L'ultima parte del volume (La transmission, la perte et l'oubli) focalizza il ruolo di trasmissione della cultura e dei saperi e sul potere che in tal senso esercitano le biblioteche. Marc Baratin (De la bibliothèque à la grammaire: le paradigme de l'accumulation) si sofferma sui trattati dei grammatici latini e mostra come siano il riflesso della tensione tra il puro piacere dell'accumulazione e lo sforzo di trasmettere l'essenziale. Luciano Canfora, nel saggio che abbiamo citato all'inizio (Les bibliothèques anciennes et l'histoire des textes), dimostra come la continuità o la rottura della tradizione dipendano anche da fattori materiali, come la conservazione fisica dei libri, e dalle innovazioni tecniche che ne modificano le forme e i contenuti, soffermandosi sul passaggio dal rotolo di papiro al codice in pergamena nel quale individua le cause - altrimenti incomprensibili - della perdita di sezioni di molte opere classiche. Pierre Riché rivisita il tema a lui caro della circolazione e riproduzione dei manoscritti nei monasteri del medioevo (Les bibliothèques et la formation de la culture médiévale). Il saggio di chiusura di Jean-Marie Goulemont attira l'attenzione sul sentimento di precarietà, diffuso nell'epoca dei Lumi, che la gran quantità dei libri ingenera, determinando il timore della loro perdita, vera e propria "sindrome di Alessandria". Situando la nascita dell'Encyclopédie in questo clima, l'autore sottolinea la dimensione pessimistica di una parte dell'Illuminismo.

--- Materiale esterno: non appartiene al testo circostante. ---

PR #179, opened 2020-10-16
Ada Industrial Control Widget Library (AICWL)

Jellix:
I am not sure about the gtkada dependency. [Dmitry claims](http://www.dmitry-kazakov.de/ada/aicwl.htm#changes_log) it's

>   Changes (5 Aug 2018) to the version 3.18:
>    Switched to Gtk 3.14.15.

which he has been using since, but I am not sure which GtkAda version this translates to, so I went with ^19 which is probably slightly newer.


mosteo:
Hi @Jellix. I see gtkada is not being detected in any platform. If you don't want to stay within a major number, but to ensure a minimum one, you might try with ">=17" instead of "^17". This does not follow semantic versioning compatibility guidelines, but is a matter of knowing if gtkada itself follows them.

Only thing I know for sure ATM is that the version shipped with Ubuntu 20.04 is 19.0.

Jellix:
Updated, it is indeed a good idea to not require exactly 17, but rather at least 17.

> Only thing I know for sure ATM is that the version shipped with Ubuntu 20.04 is 19.0.

There was a ^19 there before, didn't seem to help in finding the dependencies.

Jellix:
Well, what do you know, surprise, surprise. At least on debian-stable (gtkada18) and ubuntu-lts (gtkada19) the crate gets compiled successfully. I guess that's ready to be included in the index.

I still need to do some clean-up, and provide better build scripts, but that's for later.

mosteo (dismissed):

mosteo:
> Well, what do you know, surprise, surprise.

I know this feeling :-)

Since this one involves gtkada, which is a complex beast, I'd wait for @Fabien-Chouteau to give us the final approval, in case I'm missing something.

Jellix:
Ok, if we're waiting then that's fine. I just hit a bit of a snag with git, the way I was planning to prepare releases, and how alr determines if the working git is up to date with the remote.

I set it to draft for now, so no worries.

Jellix:
Alright, looking good now and I think, I got my git back under control. :) So, ready to ~~rock~~ review, I'd say. :)

mosteo:
> how alr determines if the working git is up to date with the remote

You can publish using only the remote. Perhaps that suits your workflow better: `alr publish <remote git> [commit]`

Jellix:
Hmm. That kinda sucks. I tried minimizing dependencies, but `rsvg-2` is used by everything, `aicwl.gpr` withs `gtkada_contributions-rsvg.gpr` and then defines the Linker.Default_Switches with a `-lrsvg-2`, so no way around it.

Guess, I have to disable building any of the executables.

Jellix:
[That run](https://github.com/alire-project/alire-index/pull/179/checks?check_run_id=1270111342) looks weird. Looks as if alire is trying to build the same crate twice, despite having two different versions of the crate specified.

Opened [#577](https://github.com/alire-project/alire/issues/577) for that, because it looks like this could lead to other problems.

Best guess: I shouldn't specify two versions of the same crate in a single PR.

mosteo:
> [That run](https://github.com/alire-project/alire-index/pull/179/checks?check_run_id=1270111342) looks weird.

I had seen that error before but could not reproduce it. This could help me with isolating it.

About the test executables, don't fret too much about it as I guess we don't really want these to be built when a client uses the library. They could be moved to a separate crate (like we have `geste` and `geste_examples`) or they could wait until we have a way to define separate test projects/executables (not on the radar at the moment though, but a common enough occurrence I guess. I myself tend to have a test project too in my libraries.)

Jellix:
Well, I guess we can give it a go then (once @Fabien-Chouteau agrees wrt. gtkada).

index/ai/aicwl/aicwl-3.24.1.toml
```diff
@@ -0,0 +1,168 @@
...
+name = "aicwl"
+version = "3.24.1"
+authors = ["Dmitry A. Kazakov <mailbox@dmitry-kazakov.de>"]
+website = "http://www.dmitry-kazakov.de/ada/aicwl.htm"
+licenses = ["GMGPL 2.0", # according to website (http://www.dmitry-kazakov.de/ada/aicwl.htm)
+            "LGPL 3.0"]  # according to sourceforge (https://sf.net/projects/aicwl)
+maintainers = ["Vinzent \"Jellix\" Saranen <vinzent@heisenbug.eu>"]
+maintainers-logins = ["Jellix"]
+notes = "Due to missing libraries on the test machines, most executables are not currently built."
+project-files = ["sources/aicwl.gpr",
```
Fabien-Chouteau: Only project files used by users should be lister here.

index/ai/aicwl/aicwl-3.24.1.toml
```diff
@@ -0,0 +1,168 @@
...
+                 # my attempts resulted in some undefined symbol references
+                 # to libgtk3
+                 # "sources/test_gtkada/gtkada_contributions-source_view-tests.gpr",
+                 # "sources/test_gtkada/gtkada_contributions-tests.gpr",     # Needs rsvg-2
+                 "sources/test_strings_edit/strings_edit-test.gpr"
+                 # Requires components/xpm/xpm_parser
+                 # "sources/xpm2gtkada/xpm2gtkada.gpr"
+                 ]
+
+executables = [# examples/on_line_plotter/on_line_plotter.gpr
```
Fabien-Chouteau: The `executables` field is not supposed to be used to build tests or examples.

Fabien-Chouteau (changes requested):

index/ai/aicwl/aicwl-3.24.1.toml
Jellix: With "used by" do you mean projects files that are potentially `with`ed by other projects, or all project files that can be used with gprbuild in a meaningful manner (e.g. loading an example project in GNATStudio)?

index/ai/aicwl/aicwl-3.24.1.toml
Jellix: Removed all of them. xpm2gtkada would have been a candidate, but that doesn't build ATM (missing simple_components).

Fabien-Chouteau: If `xpm2gtkada` is a tool based on `AICWL`, it should be probably be in a separate crate.

index/ai/aicwl/aicwl-3.24.1.toml
Fabien-Chouteau: Projects that are "withed" by users of the library.

Fabien-Chouteau (approved):

mosteo (approved):

PR #181, opened 2020-10-16
GNATColl Core 21.0.0

Fabien-Chouteau:
This patch removes 2019 and 2018 releases. The rational is that those
releases follow the GNAT Community versioning (i.e. 20XX) and this is
not compatible with the versions from the GitHub repo (i.e. XX).  Since
we want to use the GitHub sources from now on, if we don't remove the
GNAT Community releases they will be the latest forever (in terms of
semver comparison).

This is against our policy that no releases should be removed from the
index. However we are doing this before the first release of Alire and
to avoid a mess of version handling for everyone (e.g. depends-on
gnatcoll=">=19 & <2000").

This patch also removes the external gnatcoll as there is now a GMGPL
source version.


mosteo (approved):

mosteo:
The failing check is expected given the removal of files, so going ahead.

PR #186, opened 2020-10-16
SI_Units v0.2.0

Jellix:


index/si/si_units/si_units-0.2.0.toml
```diff
@@ -0,0 +1,43 @@
+description = "Pretty print physical values in properly scaled metric (SI) units."
+long-description = """
+Provides generic conversion (`Image`) functions that convert values into human
+readable strings with appropriate SI prefixes. This is especially convenient
+when you have to deal with printing values from a potentially large interval,
+and your need to represent such values into something an average human will
```
mosteo: s/and your/and you/ ?

Jellix: Thanks for spotting it. So, somebody actually reads stuff like that. 👍

mosteo (approved):

PR #203, opened 2020-11-09
Second fix for spurious alire.toml detection

mosteo:
The fix in #201 was not complete. This one should work, as it's been fully tested in mosteo/alire-index#11.

As part of the fix, now we test with alr stable instead of rebuilding from master.

Took the opportunity to add Arch to the list of tested platforms.


mosteo:
Tested further with #205 so I'm going ahead and merge this one.

PR #209, opened 2020-11-23
rclada 0.1.0

mosteo:


mosteo:
Not sure what the error in https://github.com/alire-project/alire-index/pull/209/checks?check_run_id=1443565317 is about. Both the Ada and Python3 TOML parsers have no trouble with the file. Could it be an outdated javascript parser?

Fabien-Chouteau:
> Not sure what the error in https://github.com/alire-project/alire-index/pull/209/checks?check_run_id=1443565317 is about. Both the Ada and Python3 TOML parsers have no trouble with the file. Could it be an outdated javascript parser?

 - http://toml-online-parser.ovonick.com/ -> FAIL
 - https://toml-parser.com/ -> OK
 - https://pseitz.github.io/toml-to-json-online-converter/ -> OK
 - https://www.toml-lint.com/ -> FAIL

@pmderodat is that correct TOML in your opinion?

mosteo:
I'm pretty sure this is the same issue we discussed here: https://github.com/pmderodat/ada-toml/issues/5

So I'd say that it's the javascript lib here the one at fault. Still a problem for our checks though.

I'm going to merge if you don't object.

Fabien-Chouteau:
Ok for me :+1:

PR #257, opened 2021-02-25
vss-22.0.0-20210224.toml: licenses should not be an array anymore

Fabien-Chouteau:
There is a warning for that and we should reject it from the community index.


mosteo:
I'll promote this warning to an error for our server-side checks.

mosteo (approved):

PR #259, opened 2021-03-02
Add Raspberry Pi RP2040 and Pico packages

JeremyGrosser:


JeremyGrosser:
It looks like the CI system doesn't have an arm-eabi toolchain available, so the builds fail.

Fabien-Chouteau:
> It looks like the CI system doesn't have an arm-eabi toolchain available, so the builds fail.

Indeed, I will check it on my setup and let you know.

Fabien-Chouteau (approved):
Compilation is ok with GNAT Community 2020 arm-elf.

mosteo (approved):

mosteo:
> Compilation is ok with GNAT Community 2020 arm-elf.

Thanks, I'm going to merge now. Thanks @JeremyGrosser for the submission.

> It looks like the CI system doesn't have an arm-eabi toolchain available, so the builds fail.

Indeed, let's hope to find a solution for this in the not distant future.

PR #260, opened 2021-03-06
Replace wrong 'word_size' with 'word-size'

mosteo:
The old parser for some reason accepted both, when the catalog spec always uses `word-size`.


mosteo:
I see the Windows build is failing, but that's unrelated to the fix in this PR.

Fabien-Chouteau (approved):

PR #263, opened 2021-03-24
sdlada 2.5.4-1

mosteo:


Fabien-Chouteau (dismissed):

index/sd/sdlada/sdlada-2.5.4-1.toml
```diff
@@ -0,0 +1,64 @@
...
+command = ["make", "-C", "build/gnat", "SDL_PLATFORM=windows"]
+
+[available."case(os)"]
+'linux|macos|windows' = true
+"..." = false
+
+[available."case(distribution)"]
+# There is some problem I don't readily know how to solve:
+# /usr/sbin/ld: /usr/lib/libharfbuzz.so.0: undefined reference to `fstat64@GLIBC_2.33'
+arch = false
```
onox, line 43: @mosteo Have you tried `pacman -Syu`? This version of the crate works just fine here on Arch (I did get an exception in alr when trying to upgrade sdlada 2.3 with `alr update` if I just set `arch = true`, so I had to remove the whole block).

mosteo: Perhaps our test docker for Arch is stale. I will try refreshing it. Do you have any more info on the exception?

mosteo: Nvm, I just hit the same problem and got the stack trace.

mosteo: Tracking it at https://github.com/alire-project/alire/issues/719

mosteo: The good news is that with the updated Arch image it indeed builds, so I'll enable it.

Il volume si chiude con un post-scriptum di Ann e Patrick Poirier (Mnémosyne) che si collega al tema dell'ultima sezione: in una forma grafica che potremmo definire preipertestuale i due "archeologi-architetti dei luoghi della memoria" ci danno un saggio di una ipotetica fine della civiltà della scrittura attraverso le note di un archeologo che descrive le tracce di una biblioteca scomparsa.

Proprio perché frutto della collaborazione di specialisti quasi tutti estranei alla professione bibliotecaria, il volume si raccomanda per l'ampiezza della visuale dalla quale affronta il tema "potere della biblioteca" (che vuol dire anche, ovviamente, "sulla biblioteca"). Pur tenendo conto del fatto che alcuni contributi sono solo in piccola parte originali (Jacob, Settis) o ripercorrono temi già abbondantemente sviscerati (Riché), ovvero traggono conclusioni sulle quali si può non concordare pienamente (Revel), Le pouvoir des bibliothèques rappresenta un momento di riflessione che non potrà essere eluso da chi vorrà (se e quando?) tracciare le linee di una "politica per le biblioteche", in un'epoca di grandi trasformazioni (o trasfigurazioni?).